Jun 27, 2011 04:41 GMT  ·  By

Pavel Vrublevsky, CEO and co-founder of ChronoPay, the largest payment processing company in Russia, was arrested on the suspicion of hiring a hacker to attack a rival company.

According to security researchers, Vrublevsky, 32, and his company are deeply involved in cyber crime. The Russian businessman is said to be behind one of the longest running rogue online pharmacy affiliate programs called Rx-Promotion.

Local media reports that Vrublevsky was arrested on June 23 as he arrived at Moscow's Sheremetievo airport from a trip to the Maldives.

He is being held without bail on charges resulting from ordering a distributed denial-of-service attack against the servers of a company called Assist.

ChronoPay was competing with Assist for a contract to process online ticket payments for Aeroflot, the largest Russian airline. According to Interfax, both Aeroflot and Assist, suffered losses amounting to 1 million rubles ($35,000) as a result of the attack.

The DDoS attack was meant to make Assist's system appear undependable during trial runs and sway Aeroflot's management towards ChronoPay. The airline ultimately opted for Alfa-Bank, a large Russian private bank.

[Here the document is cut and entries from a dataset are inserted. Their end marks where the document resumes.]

PR #388, opened 2015-10-14
Updated Bin transform.

jheer:
This PR updates the bin transform in two ways:
 1. Perform automatic calculation of min/max if not specified.
 2. Output both bin start and end values to simplify later operations.

Item 1 is implemented directly using datalib's `extent` method rather than a streaming aggregator. To allow this, `Bin` is now a `BatchTransform` instance. This seems simpler and lower overhead than instantiating an aggregator and all its associated state (which would include another full array with all the tuples in it). Simple min/max scans should be pretty fast, and can also be cached more effectively in future updates.

Item 2 extends the binning output with an `"end"` parameter that defaults to `"bin_end"`. For internal consistency, it would be nice to have `"start"` and `"end"` parameters that default to `"bin_start"` and `"bin_end"`. However, for backwards-compatibility I've left the bin_start parameter as simply `"bin"`. Any thoughts on whether we should make a breaking change here? It appears that the crossfilter example is currently the only public example that uses the bin transform, so that is what we would need to update, but any changes here could adversely impact end users.

### DIFF
--- a/src/transforms/Bin.js
+++ b/src/transforms/Bin.js
@@ -19,8 +19,8 @@ function Bin(graph) {
   });
 
   this._output = {
-    bin: 'bin',
-    end: 'bin_end'
+    start: 'bin_start',
+    end:   'bin_end'
   };
   return this.mutates(true);
 }
@@ -65,14 +65,14 @@ prototype.batchTransform = function(input, data) {
     var v = get(d);
     v = v == null ? null
       : b.start + b.step * ~~((v - b.start) / b.step);
-    Tuple.set(d, output.bin, v);
+    Tuple.set(d, output.start, v);
     Tuple.set(d, output.end, v + b.step);
   }
   input.add.forEach(update);
   input.mod.forEach(update);
   input.rem.forEach(update);
 
-  input.fields[output.bin] = 1;
+  input.fields[output.start] = 1;
   input.fields[output.end] = 1;
   return input;
 };
@@ -141,7 +141,7 @@ Bin.schema = {
       "type": "object",
       "description": "Rename the output data fields",
       "properties": {
-        "bin": {"type": "string", "default": "bin"},
+        "start": {"type": "string", "default": "bin_start"},
         "end": {"type": "string", "default": "bin_end"}
       },
       "additionalProperties": false
--- a/src/transforms/Bin.js
+++ b/src/transforms/Bin.js
@@ -1,10 +1,11 @@
-var bins = require('datalib').bins,
+var dl = require('datalib'),
     Tuple = require('vega-dataflow').Tuple,
     log = require('vega-logging'),
-    Transform = require('./Transform');
+    Transform = require('./Transform'),
+    BatchTransform = require('./BatchTransform');
 
 function Bin(graph) {
-  Transform.prototype.init.call(this, graph);
+  BatchTransform.prototype.init.call(this, graph);
   Transform.addParameters(this, {
     field: {type: 'field'},
     min: {type: 'value'},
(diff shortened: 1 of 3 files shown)


jheer:
Here is an example spec for a histogram annotated with median and quartile boundaries, demonstrating how the new bin start/end outputs simplify scale construction and mark composition, all along a shared numerical axis. @domoritz @kanitw 

```
{
  "width": 400,
  "height": 200,
  "data": [
    {
      "name": "source",
      "values": [
      ],
      "transform": [
        { "type": "bin", "field": "y", "maxbins": 10,
          "output": {"bin": "bin_start", "end": "bin_end"} }
      ]
    },
    {
      "name": "bins",
      "source": "source",
      "transform": [
        { "type": "aggregate", "groupby": ["bin_start", "bin_end"],
          "summarize": {"*": "count"} }
      ]
    },
    {
      "name": "stats",
      "source": "source",
      "transform": [
        { "type": "aggregate",
          "summarize": {"y": ["q1", "median", "q3"]} }
      ]
    }
  ],
  "scales": [
    {
      "name": "x",
      "type": "linear",
      "range": "width",
      "zero": false, "round": true,
      "domain": {"data": "bins", "field": ["bin_start", "bin_end"]}
    },
    {
      "name": "y",
      "type": "linear",
      "range": "height",
      "domain": {"data": "bins", "field": "count"},
      "nice": true
    }
  ],
  "axes": [
    {"type": "x", "scale": "x"},
    {"type": "y", "scale": "y"}
  ],
  "marks": [
    {
      "type": "rect",
      "from": {"data": "stats"},
      "properties": {
        "enter": {
          "x": {"scale": "x", "field": "q1_y"},
          "x2": {"scale": "x", "field": "median_y"},
          "y": {"value": -5},
          "height": {"field": {"group": "height"}, "offset": 5},
          "fill": {"value": "lightgray"},
          "fillOpacity": {"value": 0.6}
        }
      }
    },
    {
      "type": "rect",
      "from": {"data": "stats"},
      "properties": {
        "enter": {
          "x": {"scale": "x", "field": "median_y"},
          "x2": {"scale": "x", "field": "q3_y"},
          "y": {"value": -5},
          "height": {"field": {"group": "height"}, "offset": 5},
          "fill": {"value": "lightgray"}
        }
      }
    },
    {
      "type": "rect",
      "from": {"data": "bins"},
      "properties": {
        "enter": {
          "x": {"scale": "x", "field": "bin_start"},
          "x2": {"scale": "x", "field": "bin_end", "offset": -1},
          "y": {"scale": "y", "field": "count"},
          "y2": {"scale": "y", "value": 0}
        },
        "update": {
        },
        "hover": {
          "fill": {"value": "red"}
        }
      }
    },
    {
      "type": "rect",
      "from": {"data": "stats"},
      "properties": {
        "enter": {
          "x": {"scale": "x", "field": "median_y"},
          "width": {"value": 2},
          "y": {"value": -5},
          "height": {"field": {"group": "height"}, "offset": 5},
          "fill": {"value": "crimson"}
        }
      }
    }
  ]
}
```

arvind:
My vote would be to rename `bin` to `start`. We can bump the minor version and message the release notes to call attention to and mitigate adverse effects to end-users.

jheer:
I agree. I think we constitute a quorum :) I will make the change and update the PR.

kanitw:
+1 on rename `bin` to `start`.

jheer:
OK, updated bin outputs and updated crossfilter test spec. The crossfilter example in vega-editor will also need to be updated once this is merged and released. I will now update the above comment with the working example spec. We also need to remember to update the documentation upon release.

jeffbaumes:
:clap: I had run into this issue too on building a generic histogram component, thanks for fixing!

Security researcher and journalist Brian Krebs reports that Vrublevsky previously fled the country after the Russian Federal Security Service (FSB) arrested a man named Igor Artimovich in connection with the DDoS attacks.

Artimovich, who is known online as a hacker named Engel, allegedly admitted that he was instructed and paid by Vrublevsky to launch the attack against Assist.

Documents leaked from ChronoPay last year after its network was compromised suggest that the company and its employees are involved in many cyber criminal operations including scareware distribution, rogue online pharmacies and music piracy.

ChronoPay is also said to be responsible for the recent scareware wave that hit Mac OS X users, accusations which the company publicly denies.